After that brief 'plug', let's now get onto the serious business ...

Biased View from the Neutral(?) Zone

“Neutral” is a strange word to associate with soccer. Is there truly any such thing as neutral in the world of Real Football? There is one small area of West London, at least, that likes to pretend that there really is. To be more precise, it's in the Putney End of Fulham's ground, near what is known as Cottage Corner, alongside the iconic pavilion (constructed in 1905).

Cottage Corner: who gives an "F..."? (Photo: FFC website)

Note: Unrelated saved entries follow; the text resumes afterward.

PR #3642, opened 2015-03-20
BoundingFrustum docs

Shqrdx:
Fully documented BoundingFrustum class.
-All public things are now documented
-All private fields are automatically renamed to private form with "_"(using resharper so it absolutly correct)
-Added Intersects overloads with rays(I dont know really how to get result differs from null and 0.0 so I leave this question opened). I also implemented few checks in Bounding.cs.
-PlaneCount is now opened const integer because why not ?
-ToString rewritted to more easy form.

### DIFF
--- a/MonoGame.Framework/BoundingFrustum.cs
+++ b/MonoGame.Framework/BoundingFrustum.cs
@@ -8,7 +8,7 @@ using System.Diagnostics;
 namespace Microsoft.Xna.Framework
 {
     /// <summary>
-    /// Defines a frustum for intersection operations.
+    /// Defines a viewing frustum for intersection operations.
     /// </summary>
     [DebuggerDisplay("{DebugDisplayString,nq}")]
     public class BoundingFrustum : IEquatable<BoundingFrustum>
@@ -24,12 +24,12 @@ namespace Microsoft.Xna.Framework
         #region Public Fields
 
         /// <summary>
-        /// Plane count(6).
+        /// The number of planes in the frustum.
         /// </summary>
         public const int PlaneCount = 6;
 
         /// <summary>
-        /// Corner count(8).
+        /// The number of corner points in the frustum.
         /// </summary>
         public const int CornerCount = 8;
 
@@ -38,7 +38,7 @@ namespace Microsoft.Xna.Framework
         #region Properties
 
         /// <summary>
-        /// Gets or sets the <see cref="Matrix"/> of this frustum.
+        /// Gets or sets the <see cref="Matrix"/> of the frustum.
         /// </summary>
         public Matrix Matrix
         {
@@ -52,7 +52,7 @@ namespace Microsoft.Xna.Framework
         }
 
         /// <summary>
-        /// Gets the near plane of this frustum.
+        /// Gets the near plane of the frustum.
         /// </summary>
         public Plane Near
         {
@@ -60,7 +60,7 @@ namespace Microsoft.Xna.Framework
         }
 
         /// <summary>
-        /// Gets the far plane of this frustum.
+        /// Gets the far plane of the frustum.
         /// </summary>
         public Plane Far
         {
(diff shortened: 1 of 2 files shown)


MonoGame.Framework/BoundingFrustum.cs
```diff
@@ -4,103 +4,178 @@
 
 using System;
 using System.Diagnostics;
-using System.Text;
 
 namespace Microsoft.Xna.Framework
 {
+    /// <summary>
+    /// Defines a frustum for intersection operations.
```
tomspilman: I would try to get a little better definition about what a frustum is here and how it is build from a matrix.  Not something huge, but something a little more.

MonoGame.Framework/BoundingFrustum.cs
```diff
@@ -4,103 +4,178 @@
...
     public class BoundingFrustum : IEquatable<BoundingFrustum>
     {
         #region Private Fields
 
-        private Matrix matrix;
-        private readonly Vector3[] corners = new Vector3[CornerCount];
-        private readonly Plane[] planes = new Plane[PlaneCount];
+        private Matrix _matrix;
+        private readonly Vector3[] _corners = new Vector3[CornerCount];
+        private readonly Plane[] _planes = new Plane[PlaneCount];
```
tomspilman: I know how tempting it is to do these cleanups...  I really hate members without the leading `_` myself.  However you *really* should avoid doing this.  We do not want "cleanup" of code.

Go ahead and leave this in now, but please avoid it in the future.

MonoGame.Framework/BoundingFrustum.cs
```diff
@@ -4,103 +4,178 @@
...
-        #endregion Private Fields
+        #endregion
 
         #region Public Fields
-        public const int CornerCount = 8;
-        #endregion
 
-        #region Public Constructors
+        /// <summary>
+        /// Plane count(6).
```
tomspilman: ```The number of planes in the frustum.```

Remove the number too.

MonoGame.Framework/BoundingFrustum.cs
```diff
@@ -4,103 +4,178 @@
...
-        public BoundingFrustum(Matrix value)
-        {
-            this.matrix = value;
-            this.CreatePlanes();
-            this.CreateCorners();
-        }
-
-        #endregion Public Constructors
+        /// <summary>
+        /// Corner count(8).
```
tomspilman: ```The number of corner points in the frustum.```

Remove the number too.

MonoGame.Framework/BoundingFrustum.cs
```diff
@@ -4,103 +4,178 @@
...
+                this._matrix = value;
                 this.CreatePlanes();    // FIXME: The odds are the planes will be used a lot more often than the matrix
-            	this.CreateCorners();   // is updated, so this should help performance. I hope ;)
-			}
+                this.CreateCorners();   // is updated, so this should help performance. I hope ;)
+            }
         }
 
+        /// <summary>
+        /// Gets the near plane of this frustum.
```
tomspilman: use `of the frustum`.

MonoGame.Framework/BoundingFrustum.cs
Shqrdx: Please define it and I implement it

MonoGame.Framework/BoundingFrustum.cs
Shqrdx: Ok, I forgot it a bit, so sorry... You will call automatically cleanup system ?

Shqrdx:
@tomspilman It is ok for merging now ?

Shqrdx:
@tomspilman Please recheck.

tomspilman:
Merging.

PR #3643, opened 2015-03-20
AAC streams should have m4a extension

KonajuGames:
mp4 is the container format and is usually used for files containing video. m4a is used for files containing audio only.


tomspilman:
Ok... merging!

PR #3646, opened 2015-03-21
KeyboardInput and MessageBox converted to static form

Shqrdx:
These classes intended to be static. They are partial but it is not a problem for combine static and partial in one place.


tomspilman:
@Nezz - This seem right to you?

KonajuGames:
That makes sense.  It prevents someone from trying to create an instance of that class, which is pointless if all members are static.

Nezz:
Yes, this is correct.

tomspilman:
Thanks guys!

PR #3647, opened 2015-03-21
Updated improvements.md

Shqrdx:
Small update for help docs.

### DIFF
--- a/Documentation/improvements.md
+++ b/Documentation/improvements.md
@@ -6,9 +6,17 @@ The new API features which are available in the current development release and 
 
 [GameWindow.IsBorderless](http://www.monogame.net/documentation/?page=P_Microsoft_Xna_Framework_GameWindow_IsBorderless) - boolean that makes border of your window invisible. You cannot move or resize your game window after this boolean setted to true. Works only on desktop platforms.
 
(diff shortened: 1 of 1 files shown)


Shqrdx:
@tomspilman Is it good for merging ?

Shqrdx:
@tomspilman @KonajuGames Could this be merged ?

tomspilman:
I'll merge this, but I think we should reconsider having it.  

First it is 99% the same information as what is in the reference docs for each method.  It is hard enough to have one good set of docs... we don't need copies of the same info.

Second it explains dumb things.  We don't need an explanation of how `Point.ToVector2()` works...  it is self explanatory.

Third as MonoGame adds more and more features beyond XNA this document becomes huge.  It would be better to find a way to mark non-XNA APIs automatically from the doc tool.

IMO... we should copy any useful information back into the reference docs and kill this page.

Shqrdx:
Yeah, after your explanation me too think it is useless..

danzel:
We could have a custom attribute on such methods that the doc generator could pick up?

tomspilman:
> We could have a custom attribute on such methods that the doc generator could pick up?

That could be possible, but i'd prefer if whatever we did didn't add something at runtime to the type.

Maybe a custom element in the doc xml is possible?  Line `<not-xna-compatible/>` or something?

Issue #3649, opened 2015-03-22
ModelMesh.Tag ignored in ContentManager.Load<Model>()


lllAlexlll:
Hello,

***I have started porting my existing game engine from Xna to MonoGame recently. The process goes well and MonoGame looks very good but I have faced some issues. I will create 1 bug per issue.

MonoGame 3.3.0.2238
<b>Issue 1: ModelMesh.Tag ignored in ContentManager.Load<Model>()</b>
I have custom model processor which uses Model.Tag, ModelMesh.Tag and ModelMeshPart.Tag properties to store custom data. In ContentMagager.Load<Model>(), Model.Tag and ModelMeshPart.Tag are loaded just fine but ModelMesh.Tag is simply ignored. Currently I use simple workaround storing ModelMesh.Tag data in the ModelMeshPart.Tag but honestly I do not see any point to ignore MedelMesh.Tag property and I think that is a bug.

There are 
modelMeshPart.Tag = reader.ReadObject<object>();
and
model.Tag = reader.ReadObject<object>();
assignments in the
ModelReader : ContentTypeReader
class but there is no such assignment for the ModelMesh.Tag property.

Thank you!

tomspilman:
Yep...  just need to fix this one line:

https://github.com/mono/MonoGame/blob/develop/MonoGame.Framework/Content/ContentReaders/ModelReader.cs#L153

Thanks for reporting this @lllAlexlll !

AndersonReyes:
This would be a super simple fix for me to start contributing. Has it been fixed?

KonajuGames:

It was from Fulham's so-called "Neutral" area that I would be watching Tuesday night’s game, given that I would be accompanied by a couple of friends, who are staunch Norwich fans – and, of course, die-hard turkey-loving caricatures. In truth, it is more of a “mixed” area than a neutral one. Featuring, as it does: Home and Away: men and women; adults and children; fans of The 'Bootiful' Game ... and random passers-by, apparently.
Real football fans can be relied upon for one sure thing, at least: and that is the heartfelt projection of biased views of their own team’s exploits. Why should I, or this match, prove any different, regardless of where I sat? I met up with former Guinness work colleague and Canary, Mike; and his partner in crime Giles, who share between them a pair of Norwich season tickets. Both now live in the South-East. My sports fan son, Callum, made up our foursome for this mid-week match-up. Given Fulham's current place, 2nd from bottom of the Divisional Home Form table, Craven Cottage is in danger of becoming better known as the Theatre of Screams; The Stadium of Fright ... or something worse. There were sure to be widely differing opinions on this game, from the opposite sides of the conflict; but you will only hear one side on THIS blog page.
Johnny Haynes's statue; and The Football League's oldest stand.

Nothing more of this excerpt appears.